→ **Required work**:
Go through the entries, filter for the word "common", and copy every line that has it.

→ **Input**:
====
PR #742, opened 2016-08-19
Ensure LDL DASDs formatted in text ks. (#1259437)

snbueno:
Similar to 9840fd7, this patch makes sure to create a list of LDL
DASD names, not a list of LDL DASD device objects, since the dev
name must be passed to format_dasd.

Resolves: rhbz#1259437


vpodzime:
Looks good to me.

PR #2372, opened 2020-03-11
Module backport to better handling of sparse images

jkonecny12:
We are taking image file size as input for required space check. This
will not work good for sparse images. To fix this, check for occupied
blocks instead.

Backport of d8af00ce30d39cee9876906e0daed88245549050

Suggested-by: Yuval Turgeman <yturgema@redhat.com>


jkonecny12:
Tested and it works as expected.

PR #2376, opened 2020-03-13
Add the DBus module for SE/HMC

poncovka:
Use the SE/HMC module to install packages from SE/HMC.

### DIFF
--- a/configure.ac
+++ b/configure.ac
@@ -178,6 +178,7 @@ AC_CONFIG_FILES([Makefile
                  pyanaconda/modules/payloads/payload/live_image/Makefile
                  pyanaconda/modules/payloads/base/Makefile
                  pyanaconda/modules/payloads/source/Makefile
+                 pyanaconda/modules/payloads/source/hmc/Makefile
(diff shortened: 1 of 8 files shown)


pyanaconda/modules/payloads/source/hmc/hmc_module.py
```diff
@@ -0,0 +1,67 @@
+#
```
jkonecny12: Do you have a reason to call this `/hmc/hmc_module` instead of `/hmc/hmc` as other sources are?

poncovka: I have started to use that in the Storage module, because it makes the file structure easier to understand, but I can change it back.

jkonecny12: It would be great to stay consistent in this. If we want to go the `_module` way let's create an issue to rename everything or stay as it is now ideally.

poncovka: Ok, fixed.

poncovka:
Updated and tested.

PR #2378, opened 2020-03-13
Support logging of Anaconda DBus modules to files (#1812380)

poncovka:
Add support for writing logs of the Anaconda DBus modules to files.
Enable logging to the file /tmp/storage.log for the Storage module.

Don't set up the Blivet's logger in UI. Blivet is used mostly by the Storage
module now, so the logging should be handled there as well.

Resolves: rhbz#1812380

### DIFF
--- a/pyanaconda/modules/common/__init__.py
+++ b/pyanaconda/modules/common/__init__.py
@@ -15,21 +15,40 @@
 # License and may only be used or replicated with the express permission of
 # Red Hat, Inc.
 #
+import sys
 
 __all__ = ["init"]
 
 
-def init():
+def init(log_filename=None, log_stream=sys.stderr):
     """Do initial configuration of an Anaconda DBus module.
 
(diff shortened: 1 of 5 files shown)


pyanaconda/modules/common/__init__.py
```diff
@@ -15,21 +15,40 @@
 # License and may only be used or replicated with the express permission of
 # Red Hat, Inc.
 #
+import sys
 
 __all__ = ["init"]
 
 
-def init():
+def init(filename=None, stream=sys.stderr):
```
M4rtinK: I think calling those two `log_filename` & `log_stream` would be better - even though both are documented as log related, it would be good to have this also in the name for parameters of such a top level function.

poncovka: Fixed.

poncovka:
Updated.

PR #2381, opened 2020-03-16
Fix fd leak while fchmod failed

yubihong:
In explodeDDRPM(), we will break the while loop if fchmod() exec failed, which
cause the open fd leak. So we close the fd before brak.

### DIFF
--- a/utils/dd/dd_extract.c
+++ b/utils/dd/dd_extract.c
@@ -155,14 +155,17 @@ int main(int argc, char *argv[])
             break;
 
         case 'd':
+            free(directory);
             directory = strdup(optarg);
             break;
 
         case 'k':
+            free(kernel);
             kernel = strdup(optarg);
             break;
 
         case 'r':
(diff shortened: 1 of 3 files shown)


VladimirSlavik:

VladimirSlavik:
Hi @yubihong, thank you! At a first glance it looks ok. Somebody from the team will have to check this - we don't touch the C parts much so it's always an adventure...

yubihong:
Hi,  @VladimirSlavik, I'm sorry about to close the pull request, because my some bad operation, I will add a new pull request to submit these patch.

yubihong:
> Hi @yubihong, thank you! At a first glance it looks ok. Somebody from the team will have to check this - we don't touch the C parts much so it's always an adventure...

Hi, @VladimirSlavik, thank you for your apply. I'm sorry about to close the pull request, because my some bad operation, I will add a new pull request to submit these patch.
====
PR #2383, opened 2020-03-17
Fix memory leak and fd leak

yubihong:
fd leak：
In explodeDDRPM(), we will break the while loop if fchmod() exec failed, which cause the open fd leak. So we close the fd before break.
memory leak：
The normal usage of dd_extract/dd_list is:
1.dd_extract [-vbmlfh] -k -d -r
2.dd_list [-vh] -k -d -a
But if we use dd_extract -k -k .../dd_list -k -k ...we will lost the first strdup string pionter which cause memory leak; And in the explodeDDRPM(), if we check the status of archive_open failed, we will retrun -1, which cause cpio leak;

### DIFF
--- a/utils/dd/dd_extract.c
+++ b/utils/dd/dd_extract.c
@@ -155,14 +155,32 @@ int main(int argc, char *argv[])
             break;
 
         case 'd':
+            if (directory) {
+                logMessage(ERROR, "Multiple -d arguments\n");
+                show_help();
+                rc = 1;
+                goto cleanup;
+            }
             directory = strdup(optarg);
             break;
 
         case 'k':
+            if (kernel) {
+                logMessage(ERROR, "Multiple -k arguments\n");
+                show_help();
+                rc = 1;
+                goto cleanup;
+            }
====
→ **Answer**:
--- a/pyanaconda/modules/common/__init__.py
+++ b/pyanaconda/modules/common/__init__.py
pyanaconda/modules/common/__init__.py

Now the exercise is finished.